Method 1: Active sampling

Night lake electrofishing at the CRAM field site (Photo by: Brandon Jensen).

Active fish sampling uses electricity to catch fish. The process requires up to four staff: one armed with a backpack electrofisher and anode (a positive electrode), two with nets, and one with a bucket to collect the immobilized fish. First, they measure the water’s conductivity to determine the appropriate settings for the backpack electrofisher. The goal is to immobilize fish just enough to capture them without harm. When a fish swims into the electric field, an involuntary muscular response in the fish causes them to swim towards the anode (electrotaxis). Once a fish reaches the anode, it’s easily netted by the field crew. Fish should only be immobilized for few seconds, so staff must quickly net the fish, then put it into the bucket for sampling. After staff have identified, photographed, measured, and weighed the specimen, they return the fish to the water unharmed.

If you’re interested in learning more about this process, keep an eye out for The Catch Part 2 where we will dive into electrofishing at our Crampton Lake site in Wisconsin.

Method 2: Passive sampling

Passive fish sampling

NEON also utilizes two different passive sampling methods, one for sampling fish in shallow nearshore habitats and the other for sampling fish at deeper depths. In shallow areas, mini fyke nets are deployed for eight to 12 hours. These nets are long and stationary, with a leading panel that extends perpendicular to the lake’s edge and is designed to direct fish cruising the nearshore into a series of netted chambers and into the final collection chamber (cod end). In deeper areas, experimental gill nets are used. These nets have several panels of various mesh sizes to collect both small and large fish and thus a representative sample of the fish community. Because gill nets capture fish by entanglement, these nets are only deployed for 1-2 hours to reduce fish injuries.

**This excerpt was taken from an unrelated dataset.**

PR #2760, opened 2025-03-20
Fix reporting for scratch build CI

majamassarini:
Should fix reporting for https://github.com/packit/packit-service/issues/2736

To date, fish sampling has taken place at 14 sites in 11 of NEON’s domains. At some sites, such as Prairie Pothole and Prairie Lake in D09 - Northern Plains, more than 100,000 fish were caught during one sampling bout. Although very successful, catching an overabundance also comes with the challenge of keeping as many fish as possible alive during the sampling period, requiring aquatic staff to focus on getting a representative sample with fewer fish captured. Meanwhile at Crampton Lake in Domain 05, gill nets have only caught a single fish, an old largemouth bass.

Live fish sample from a NEON site

Reference:

Southwick Associates. Sportfishing in America: An Economic Force for Conservation. Produced for the American Sportfishing Association (ASA) under a U.S. Fish and Wildlife Service (USFWS) Sport Fish Restoration grant (F12AP00137, VA M-26-R) awarded by the Association of Fish and Wildlife Agencies (AFWA), 2012.